Use the Sumatra JDK image you built as the JAVA_HOME for building Graal. Note we have been using the server build of Graal, so that the CPU methods get compiled with the -server compiler and Graal is used only for the HSAIL compilation in this configuration. For example:

$ export JAVA_HOME=/path/to/sumatra-dev/build/linux-x86_64-normal-server-release/images/j2sdk-image/

$ ./mx.sh --vmbuild product --vm server build

This builds a Graal enabled JDK that you can use to run HSAIL kernels either in the Graal mx system or standalone.

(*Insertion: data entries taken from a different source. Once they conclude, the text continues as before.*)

PR #626, opened 2015-10-28
Update RO_FASA_Atlas.cfg

ctiberious:
Based on the astronautix site (where I got all the masses for all the old Atlas missiles/rockets) the Atlas E/F dry weight is about 210% the dry weight of the Atlas D.  I can't find any information as to why the Atlas E/F is +2,579kg heavier.  It has been suggested that maybe the source has included the weight of the boosters as well, but if that's happened the Atlas E/F would only weigh in at 1,752kg which is only 75% of the dry weight of the Atlas D.  Presumably if the Atlas E/F was a more advanced design (which it was) that also weighed less, you'd expect that all future models of the Atlas would have been based on the E/F design.  Instead, all future Atlas models (SLV-3, SLV-3A, LV-3C, SLV-3C, G, H & I) appear to be based on the older Atlas D.  Considering how important weight is in a launch vehicle, if the E/F were heavier (as astronautix claims it is) that would certainly explain why the older version was ultimately used as the design template.

### DIFF
--- a/GameData/RealismOverhaul/RO_SuggestedMods/FASA/RO_FASA_Atlas.cfg
+++ b/GameData/RealismOverhaul/RO_SuggestedMods/FASA/RO_FASA_Atlas.cfg
@@ -74,7 +74,7 @@
 	@title = Atlas-E/F Fuel Tank
 	@description = The fuel tank for the Atlas-E/F series.
 	@attachRules = 1,0,1,1,0
-	@mass = 1.506
+	@mass = 4.081
 	!RESOURCE[LiquidFuel]
 	{
 	}


NathanKell:
Resumed discussion from old thread: Ok. Then I'd say perhaps the best course of action is to devour that Nasaspaceflight thread, and ask the question on it if there's no answer there already.

stratochief66:
with the Atlas tanks, I would expect dry weight and fuel volume to scale fairly linearily, or at least move in the same direction as each other. We would have to see data from a few sources to set the RO tank mass so out of line with the rest of the family of tanks, I think. I understand solid data sources can be hard to find for this hardware, but that is the only way forward I see regarding such a change.

Try the Google Auto-translate feature on the bnumz link I posted in the other Pull if you want to try that as a source @ctiberious

ctiberious:
So, as mentioned, on Astronautix I'm seeing empty mass of the Atlas E/F listed as 4,926kg, gross mass of 117,826kg and mass of the booster at 3,174kg.  So stage 0 + 1 shows with an empty mass of 8,100kg and gross mass of 121,000kg.
Now if I look at b14643.de (specifically http://www.b14643.de/Spacerockets_2/United_States_4/Atlas/Description/Frame.htm looking at the "Atlas (2)" page, specs for "Atlas F/OV") we see a stage 1 liftoff weight of 121.00t and a propellant weight of 112.9t.  Since the liftoff and propellant weight of the stage 0 section are both "--" I'm assuming that the mass of the boosters is included in the liftoff weight for stage 1.

Unfortunately none of the Atlas D (and LV-3) data on b14643.de (look at the above link, "Atlas (1)" page) lines up exactly with what I'm finding on astronautix.  Astronautix lists the Atlas D with dry mass of 2,347kg, gross mass of 113,050kg and booster mass of 3,050 kg.  That would give a total liftoff weight of 116,100kg, a total dry weight of 5,397kg and a propellant weight of 110,703kg.  Closest match to that on b14643.de is the LV-3 with liftoff weight listed at 115.7t and propellant weight listed at 110.3 (resulting in dry weight of 5.4t).  Though there are versions of the Atlas D listed with dry weights of up to 7.25t.

ctiberious:
Here's a bit more data showing the difference between the Atlas D (LV-3) from http://www.b14643.de/Spacerockets_2/United_States_4/Atlas-Agena/Description/Frame.htm "Vehicle Design" link versus astronautix.  b14643.de shows the lv-3 with liftoff weight at 120.2t and propellant weight at 114.76t resulting in 5.44t dry weight (including stage 0).
Astronautix shows gross mass of stage 1 + 0 at 116,100kg, empty mass at 5,397kp which give a propellant mass of 110,703kg.  The designs on b14643.de have more propellant which results in a higher liftoff weight, but in both cases the dry weight lines up.

Compared to the 8.1t dry weight of the Atlas E/F shown in my previous post.  So that's two sources that both seem to agree that the Atlas E/F had a significantly heavier dry weight compared to the Atlas D.

And since we know that later versions of the Atlas (SLV-3, SLV-3A, LV-3C, SLV-3C and G/H/I) were all based on the lighter Atlas D, that would explain why those all have a lower empty mass than the Atlas E/F.  I still don't know why the E/F was so much heavier than the D line, but it certainly seems to be the case.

To see a simple example of an HSAIL kernel running in mx, try running mx unittest as shown:

$ ./mx.sh --vm server unittest -XX:+TraceGPUInteraction -XX:+GPUOffload -G:Log=CodeGen hsail.test.IntAddTest
...
[HSAIL] library is libokra_x86_64.so
[HSAIL] using _OKRA_SIM_LIB_PATH_=/tmp/okraresource.dir_2488167353114811077/libokra_x86_64.so
[GPU] registered initialization of Okra (total initialized: 2)
[CUDA] Ptx::get_execute_kernel_from_vm_address
JUnit version 4.8
.[thread:1] scope:
[thread:1] scope: GraalCompiler
    [thread:1] scope: GraalCompiler.CodeGen
    Nothing to do here
    Nothing to do here
    Nothing to do here
    version 0:95: $full : $large;
// static method HotSpotMethod<IntAddTest.run(int[], int[], int[], int)>
kernel &run (
   align 8 kernarg_u64 %_arg0,
   align 8 kernarg_u64 %_arg1,
   align 8 kernarg_u64 %_arg2
   ) {
   ld_kernarg_u64 $d0, [%_arg0];
   ld_kernarg_u64 $d1, [%_arg1];
   ld_kernarg_u64 $d2, [%_arg2];
   workitemabsid_u32 $s0, 0;

@L0:
   cmp_eq_b1_u64 $c0, $d0, 0; // null test
   cbr $c0, @L1;
@L2:
   ld_global_s32 $s1, [$d0 + 12];
   cmp_ge_b1_u32 $c0, $s0, $s1;
   cbr $c0, @L12;
@L3:
   cmp_eq_b1_u64 $c0, $d2, 0; // null test
   cbr $c0, @L4;
@L5:
   ld_global_s32 $s1, [$d2 + 12];
   cmp_ge_b1_u32 $c0, $s0, $s1;
   cbr $c0, @L11;
@L6:
   cmp_eq_b1_u64 $c0, $d1, 0; // null test
   cbr $c0, @L7;
@L8:
   ld_global_s32 $s1, [$d1 + 12];
   cmp_ge_b1_u32 $c0, $s0, $s1;
   cbr $c0, @L10;
@L9:
   cvt_s64_s32 $d3, $s0;
   mul_s64 $d3, $d3, 4;
   add_u64 $d1, $d1, $d3;
   ld_global_s32 $s1, [$d1 + 16];
   cvt_s64_s32 $d1, $s0;
   mul_s64 $d1, $d1, 4;
   add_u64 $d2, $d2, $d1;
   ld_global_s32 $s2, [$d2 + 16];
   add_s32 $s2, $s2, $s1;
   cvt_s64_s32 $d1, $s0;
   mul_s64 $d1, $d1, 4;
   add_u64 $d0, $d0, $d1;
   st_global_s32 $s2, [$d0 + 16];
   ret;
@L1:
   mov_b32 $s0, -7691;
@L13:
   ret;
@L4:
   mov_b32 $s0, -6411;
   brn @L13;
@L10:
   mov_b32 $s0, -5403;
   brn @L13;
@L7:
   mov_b32 $s0, -4875;
   brn @L13;
@L12:
   mov_b32 $s0, -8219;
   brn @L13;
@L11:
   mov_b32 $s0, -6939;
   brn @L13;
};

[HSAIL] heap=0x00007f95b8019cc0
[HSAIL] base=0x05a00000, capacity=210763776
External method:com.oracle.graal.compiler.hsail.test.IntAddTest.run([I[I[II)V
installCode0: ExternalCompilationResult
[HSAIL] sig:([I[I[II)V args length=3, _parameter_count=4
[HSAIL] static method
[HSAIL] HSAILKernelArguments::do_array, _index=0, 0x82b21970, is a [I
[HSAIL] HSAILKernelArguments::do_array, _index=1, 0x82b477f0, is a [I
[HSAIL] HSAILKernelArguments::do_array, _index=2, 0x82b479e0, is a [I
[HSAIL] HSAILKernelArguments::not pushing trailing int

Time: 0.208

OK (1 test)

Note you must use the extra option -XX:+GPUOffload to enable offloading and use -XX:+TraceGPUInteraction to see extra messages about GPU initialization etc.